WHAT YOU HAVE TO DO: Where the records below reach the line containing "(diff shortened: 1 of 6 files shown)", start transcribing, and end with the line containing "else is done", exactly and with nothing else added.

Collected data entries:
PR #388, opened 2025-03-25
fix(node-sdk): increase default `get` timeout to 10s, add 3 retries

roncohen:
Our HTTP API responds to `/feature` requests in less than 5ms, but there are cases where the network on the client could be dodgy or there's otherwise some delay. Especially when the program is just starting up this is problematic because the NodeSDK will use the fallback flags which for the most part are empty.

This introduces a configurable timeout and default the timeout to 10s instead of the existing 5s. It also adds an exponential retry which is set to 3 tries by default.

### DIFF
--- a/packages/node-sdk/package.json
+++ b/packages/node-sdk/package.json
@@ -1,6 +1,6 @@
 {
   "name": "@bucketco/node-sdk",
-  "version": "1.6.4",
+  "version": "1.6.5",
   "license": "MIT",
   "repository": {
     "type": "git",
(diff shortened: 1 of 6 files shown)


pavkam (commented):
Approving but we should use some off the shelf policy management library that offers the retry timeout and back off stuff

roncohen:
> Approving but we should use some off the shelf policy management library that offers the retry timeout and back off stuff

thanks! I took a quick look to try and find an appropriate library. Wanted:
- simple
- popular, ideally maintained by someone serious
- uses `unref` on timers to avoid keeping the server running if everything else is done

I didn't find anything immediately and this fixes a current issue for customers so I'll go ahead and merge, making a mental note to be on the lookout for an appropriate library to replace our own implementation.

pavkam (approved):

EXERCISE ANSWER:
(diff shortened: 1 of 6 files shown)


pavkam (commented):
Approving but we should use some off the shelf policy management library that offers the retry timeout and back off stuff

roncohen:
> Approving but we should use some off the shelf policy management library that offers the retry timeout and back off stuff

thanks! I took a quick look to try and find an appropriate library. Wanted:
- simple
- popular, ideally maintained by someone serious
- uses `unref` on timers to avoid keeping the server running if everything else is done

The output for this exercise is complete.